It’s the answer my body reached after being lied to so many times. There’s no way I can ignore it now.
By Shiuko Kano
Publisher: Deux/Aurora Publishing
Genre: BL/Yaoi
Rating: 18+/M/Mature
Price: $12.95
The third volume of Kiss All The Boys brings its soap-opera plot to a climax — well, to a number of climaxes, both physical and emotional. The plot so far has been rife with unrequited love and tense relationships; it’s not so much a love triangle as a love hexagon, with two men falling for Tetsuo, while Tetsuo falls for Tama, who Tetsuo’s son Haruka is in love with, and meanwhile Kippei lusts after Haruka…
The tangled relationships get a little bit more tangled before being unknotted and more or less resolved, and there’s lots of sex and hurt feelings along the way. And while it’s well-executed — funny and erotic with clear and attractive art — there’s something a bit unsatisfying about the way the story works out. For one thing, Tetsuo angsts a great deal about the feelings he has for a 15-year-old boy — a boy the same age as his son, and in fact his son’s best friend and crush object — but not only does he reconcile himself to the idea remarkably quickly, but Michiro, one of the adult men who’s in love with him, decides that it’s okay that Tetsuo had sex with a 15-year-old boy and thereby broke his son’s heart because (this is a direct quote) “if you really meant it, there’s nothing I can say.” Um… okay then! Haruka takes longer to forgive his father, and unleashes quite a bit of rage along the way, but this aspect, too, is resolved far too quickly and easily. Everything ends up being tied up in a neat little bow, and never mind the difficulties raised along the way.
There’s a balance every story like this needs to strike between the happy ending that the story’s aimed at and the complications along the way that make the happy ending feel earned; all too often the balance doesn’t quite work out, with the complications seeming contrived or trivial, artificial barriers put in place so that there would be a plot rather than arising naturally out of the characters and situation. The problem with Kiss All The Boys is that the barriers are very real and very convincing — but they melt away so conveniently and with so little struggle that the end left me feeling cheated.

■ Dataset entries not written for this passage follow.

PR #1385, opened 2025-06-18
[Bug fix] Correcting checksum calculation when received buffer is already moved

animesh-g:
Identified an issue where checksum calculations could be giving false positives. However Hadoop always seems to be writing at buffer starting a 0, so we didn't encounter this problem in our testing(for Hadoop CLI, Spark and Trino). I believe this fix is more critical for clients directly using gcsio e.g. Apache Beam.

testing done,
- Write and append from Hadoop CLI
- Added a unit test for simulating this scenario

I will backport this change to release branches as well.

The backup story, “Summertime Accomplices”, works better: a summer romance between two students, one of whom has a dark secret. It’s drawn in a somewhat dated style and I wouldn’t be surprised to learn that it was done in the early 90s (the Japanese tankoubon publication of this volume came out in 1998). But it’s a style that’s easy on the eye, and the story builds up the characters and situation very convincingly.
I wanted to like Kiss All The Boys 3 more than I did; possibly having jumped in at the third volume made it harder for me to appreciate it, but I suspect that the resolution would appear forced and overly fast even if I’d read the first two. It’s a shame, because there’s a lot here to like, but the structure of the story just didn’t work for me.